**Task item**.
Taking the line that contains "- broke the" as the first, copy exactly every line through the last line of the records, and nothing else.

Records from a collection
PR #91, opened 2017-01-24
Added visibility to the Plans model and initial tests

briri:


briri:
meant to submit to DCC fork first

PR #92, opened 2017-01-26
Date question format

benjaminfaure:
Some remarks : 
 - When lauching the server, I had an error on Ability::Cancan, the gem was not included in the Gemfile, hope it's ok.
 - For now, the date format of the datepicker is put directly in application.js, there is maybe a better place for it.
 - The datepicker uses the default theme of jquery-ui, I did some customisation in our instance. If you are interested, I can include the CSS (which match our colors).
- I forked the code a while ago, so it seems the merges from the head repository are included in this pull request, hope it is ok.


briri:
Thank you Benjamin. Your changes look good. We will be sure to remove that Ability model on our end and then remove the need for the gem afterward.

I think placing the JS in application.js is appropriate here since the date selector jquery widget

benjaminfaure:
Thank you.

What I meant about the date format was that, right now the datepicker uses the UK/European date format (dd-mm-yy) and if people want to change it, they have to modify the application.js. 
If thought that this information could be moved to the locales.

I checked and I could use the [I18n-js](https://github.com/fnando/i18n-js) that is included in the Gemfile but it seemed overly complex for something so trivial.

It can be considered if, in the future, we need to use more locales in the js.

vyruss:
@raycarrick-ed @briri is this safe to merge into [`development`](https://github.com/DMPRoadmap/roadmap/tree/development) ?

briri:
Yes I think so. We will just have to remove the CanCan dependency afterward. Benjamin was working off of master which did not have all of our latest development branch changes.

If I remember correctly, he only added it back in because he was getting an error message when trying to run the app due to the presence of the Ability.rb model

vyruss:
@paulwalk mentioned this link: [making Rails internationalisation available to JS components](https://github.com/fnando/i18n-js)

PR #143, opened 2017-03-02
added missing UsersPerm and OrganisationType models

briri:
Fix for 3rd migration step. 2 models were missing but referenced in the migration files.


briri:
Found an additional issue:
```shell
StandardError: An error has occurred, all later migrations canceled:

Unknown primary key for table users_perms in model UsersPerm.
```

Issue #187, opened 2017-03-20
Templates: edit, preview   


stephaniesimms:
1. clicking Edit or View takes me to Template details (screenshot below) where nothing on page works. Most buttons and Generic DMP tab throw "We're sorry" error message. "Edit template details" button takes me to a page (second screenshot) where I still cannot edit anything

![template-errors](https://cloud.githubusercontent.com/assets/12703638/24120715/cdfc9a46-0d72-11e7-9c72-08ce3312592c.png)
![template-loop-errors](https://cloud.githubusercontent.com/assets/12703638/24120723/d23c5178-0d72-11e7-8974-caaa5eaba411.png)

briri:
The following error appears in the log when you click on the 'Generic DMP' phase in the example above:
```shell
App 660 stdout: NoMethodError (undefined method `template' for #<Phase::ActiveRecord_Relation:0x0055d27ce737f0>):
App 660 stdout:   app/policies/phase_policy.rb:17:in `admin_show?'
App 660 stdout:   app/controllers/phases_controller.rb:103:in `admin_show'
```

briri:
related to the following tickets:
- #191 
- #192 
- #193 
- #194

stephaniesimms:
tested and appears to be fixed

PR #190, opened 2017-03-21
Bug fix for policy issue and fixes for tests

briri:
- Fixed the policy issue reported in #187. This was actually an issue with the way we were calling Phase.eager_load. 2 eager_load methods were added to Plan that override the existing ActiveModel eager_load method. I think this caused confusion.
- Fixed issue with no default phase being generated when creating a new template #191 
- Updated a bunch of the tests so that they use FastGettext


briri:
This one fixes the specific policy error we saw earlier. It was actually an issue with Phase.eager_load(params[:id]) on the plans_controller.rb. Since Phase doesn't have its own override of that ActiveRecord method, I just updated it to work with the active record version.

The other stuff is just me switching some of the tests over from I18n to FastGettex

PR #203, opened 2017-03-24
Moved Managing Org definition to branding.yml and fixed tests

briri:
- Switched our old Managing Org definition from the locale.yml magic strings section over to the branding.yml file. **The abbreviation for the org in this file MUST match one in the DB going forward.** I added a check for the test/configuration_test.rb.
- Added branding.yml to the .gitignore and changed the name of branding.yml to branding_example.yml
- Finished fixing broken tests. Most were caused by not knowing the Managing Org or by the switch from I18n and moving locale from the path to the session

Adding @jollopre to help review the I18n changes here. I commented out 2 tests in application_controller_test.rb because when I change the user's language it doesn't update FastGettext.locale (it seems to work ok when running the app so it may be something weird with the devise test helpers)


jollopre:
@briri, when the user signs in the FastGettext.locale is called at https://github.com/DMPRoadmap/roadmap/blob/development/app/controllers/sessions_controller.rb#L25

Could you check whether or not the Devise::Test::IntegrationHelpers is calling the action create at sessions_controller.rb? If so, this will need further investigation. Perhaps the update of the session variable is ignored and consequently the FastGettext.locale never changes.

Issue #221, opened 2017-04-03
Guidance - Question dropdowns are confusing


briri:
The Template-Phase-Section-Question dropdowns on the Guidance page are confusing. They do not distinguish between different versions of a template and do not distinguish between funder templates and the org's customisation of those templates.

![screen shot 2017-04-03 at 11 01 01 am](https://cloud.githubusercontent.com/assets/1204467/24623415/2f0497e0-185d-11e7-8576-a2c56549bfe6.png)

briri:
The code behind the dropdowns is also generating errors in the logs
```shell
App 11762 stdout: F, [2017-04-03T10:59:31.770282 #11762] FATAL -- : 
App 11762 stdout: NoMethodError (undefined method `versions' for #<Template:0x0055dfe1e58a28>):
App 11762 stdout:   app/controllers/guidances_controller.rb:34:in `update_phases'
App 11762 stdout: 
```

vyruss:
Will a display format like _$TEMPLATE - $ORG cust._ do the trick?
e.g. _Horizon2020 DMP - University of Marbella cust._
And of course you should never see non-current-version stuff.

sjDCC:
Will this dropdown not be disappearing anyhow since we'll no longer have guidance by question, just annotations? Would be better if users could annotate the question directly rather than adding guidance separately via this interface. It's always been difficult for users to find relevant questions by going through the dropdowns. 
Having multiple entries for each template seems to be a bug btw - that's not usual

briri:
I agree. I'll go ahead and remove these dropdowns from the page.

briri:
@stephaniesimms and @sjDCC this fix has been deployed to the server. The dropdowns were removed from the guidance edit/add pages.

stephaniesimms:
This looks good sans dropdowns.

sjDCC:
Reopening this as it can't be tested at all now. Guidance page throwing an error altogether

![capture](https://cloud.githubusercontent.com/assets/6169940/24914105/1fb8c706-1ecb-11e7-9715-5659074d43f0.PNG)

briri:
Missed this when removing the dropdowns from the guidance page. The tests did not catch it because our test data doesn't contain any guidance with a question_id.

I did a quick check and there are 120 records that have the old question_id populated and no tie in to a theme.
```sql
select * from guidances where question_id is not null;
```
[...]

Issue #212, opened 2017-03-29
Add functional tests for controllers


briri:
Add basic functional tests for our controllers that test each action for both success and failure.

- [x] answers
- [x] api_projects
- [x] application (base controller)
- [x] contacts (DELETED - Does not get used)
- [x] confirmations
- [x] guidance_groups
- [x] guidances
- [x] home
- [x] notes
- [x] omniauth_callbacks
- [x] omniauth_shibboleth_request
- [x] orgs
- [x] passwords (SKIPPING - Devise gets mocked during testing so difficult to test these overrides)
- [x] phases
- [x] plans
- [x] projects (SKIPPING - This controller is no longer in use)
- [x] questions
- [x] registrations
- [x] roles
- [x] sections
- [x] sessions
- [x] static_pages
- [ ] suggested_answers
- [x] templates
- [ ] token_permission_types
- [ ] user_identifiers
- [ ] users

briri:
Found a nasty issue with TravisCI not liking the way that Perm defined its constants. Switched constants to scope definitions. Seems more appropriate to use that approach for a query anyway.
Old Definition:
```ruby
ADD_ORGS            = Perm.where(name: 'add_organisations').first.freeze
```
New Definition:
```ruby
scope :add_orgs, -> {Perm.find_by(name: 'add_organisations')}
```
Switched all corresponding references to `Perm::CONSTANT` to `Perm.scope`

briri:
tests are in place. we can continue to add/enhance as we make changes in the system

Issue #204, opened 2017-03-27
Provide JS access to .po and .pot localization files


briri:
Investigate using the Gettext-I18n JS repo, https://github.com/webhippie/gettext_i18n_rails_js (recommended by gettext_i18n_rails), to translate the .pot and .po files into json files under assets.

Then update all of the old I18n references in the javascript files so that they use this new approach.

briri:
related to an issue about missing translations on #185

raycarrick-ed:
related to https://github.com/DMPRoadmap/roadmap/issues/182

raycarrick-ed:
when this ticket gets tackled it will need to take into account the i18N of the various statuses (plan, section, answer) which get generated by JS in places. I think there are all in views/answers/update.js.erb.  I have left TODO markers for them

briri:
I added the gem mentioned above and did the following:get checked into source code
- added the include statements to the `application.js` file
- added the current `Fastgettext.locale` to the main `<html>` tag
- replaced all of the I18n references in the js files
- added jquery.timeago text to the pot/po files

We will need to run `rake gettext:po_to_json` whenever we update the pot/po files. This task generates the json equivalents.

Won't be able to thoroughly test though until the recent export and plans fixes are merged in.

briri:
@stephaniesimms and @sjDCC this fix has been deployed to the server.  There were a few places on the plans page that I wasn't able to thoroughly test for this missing translation fix. You can see it working though on the guidance page if you click save without filling everything out. Please open a new ticket if you find further instances of 'missing translation' messages

stephaniesimms:
I can't find any instances of missing translations so closing for now.

PR #227, opened 2017-04-06
Mergining in Guidance fixes and functional controller tests

briri:
Fixes for #204 and #221. This code also includes the majority of the functional controller tests outlined in #212.

All tests should pass before accepting future PRs after this is merged! 

Note that it looked like there were some missing pieces to the plan pages. For example the `views/plans/_answer_form_ro.html.erb` was missing so I just added a stub in. If you have a more accurate copy @raycarrick-ed, please replace this one with yours. The registratations controller also had some typos in it that were preventing some of the various results to fail. 

Also be aware that I touched almost all of the controllers to update/correct how they were processing error conditions. Please pay close attention to those when you're reviewing.


app/policies/plan_policy.rb
```diff
@@ -28,17 +28,25 @@ def export?
     @plan.readable_by?(@user.id)
   end
 
-  def show_export?
-    @plan.readable_by?(@user.id)
-  end
+# TODO: There is no route to this function on the controller
+#  def show_export?
```
jollopre: Uncomment this, otherwise the export page will not be displayed. See the route here https://github.com/DigitalCurationCentre/roadmap/blob/development/config/routes.rb#L201

app/controllers/guidance_groups_controller.rb
```diff
@@ -66,7 +66,7 @@ def admin_update_publish
     if @guidance_group.update_attributes(params[:guidance_group])
       redirect_to admin_index_guidance_path(params[:guidance_group]), notice: _('Guidance group was successfully updated.')
     else
-      render action: "edit"
+      redirect_to admin_index_guidance_path(@guidance_group), notice: generate_error_notice(@guidance_group)
```
raycarrick-ed: We should adopt this as general pattern. Much better than what we've been working with. It might be worth generalising the 'Unable to save your changes' message e.g under plan creation we could do the same but might want 'Unable to Create Plan'. Add as a param maybe?

briri: Yes that's a good idea

app/policies/plan_policy.rb
briri: ah ok. missed that one

app/controllers/phases_controller.rb
```diff
@@ -176,7 +179,8 @@ def admin_update
     if @phase.update_attributes(params[:phase])
       redirect_to admin_show_phase_path(@phase), notice: _('Information was successfully updated.')
     else
-      render action: "admin_show"
+      # Redirecting here because the method loads a lot of stuff. We may lose whatever the user had entered though
```
briri: that's a good point. The redirect would likely lose whatever the user had entered. I'll switch them to renders

app/controllers/plans_controller.rb
```diff
@@ -17,121 +17,98 @@ def index
...
   # GET /plans/new
   def new
-    if user_signed_in? then
-      @plan = Plan.new
-      authorize @plan
-      @funders = Org.funders.all 
+    authorize Plan
+    
+    @plan = Plan.new
+    authorize @plan
```
briri: Ah. good catch. No need for the first one here

app/models/guidance.rb
```diff
@@ -13,12 +13,10 @@ class Guidance < ActiveRecord::Base
   ##
   # Associations
   belongs_to :guidance_group
-#  belongs_to :question
+  belongs_to :question
```
briri: yes. I thought I had it commented out but may have added it back in prior to removing those dropdowns from the guidance pages. I'll remove it.

briri:
Thanks for reviewing. I'll make the changes you have suggested.

briri:
Ok @raycarrick-ed and @jollopre. I made some changes based on your feedback:
- Uncommented show_export method in `plan_policy.rb` and `plan_controller.rb`
- broke the `generate_error_notice` method into 3 separate methods. One for each transaction type - create/update/destroy. Also updated it to require that you provide an object name since its not always equivalent to the class name (e.g. User vs Profile)
- Switched all save failure routes in controllers from redirect to render so that user does not lose the information they have already entered on the form
- Fixed tests to work with new error messaging and routing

**Your response**.
- broke the `generate_error_notice` method into 3 separate methods. One for each transaction type - create/update/destroy. Also updated it to require that you provide an object name since its not always equivalent to the class name (e.g. User vs Profile)
- Switched all save failure routes in controllers from redirect to render so that user does not lose the information they have already entered on the form
- Fixed tests to work with new error messaging and routing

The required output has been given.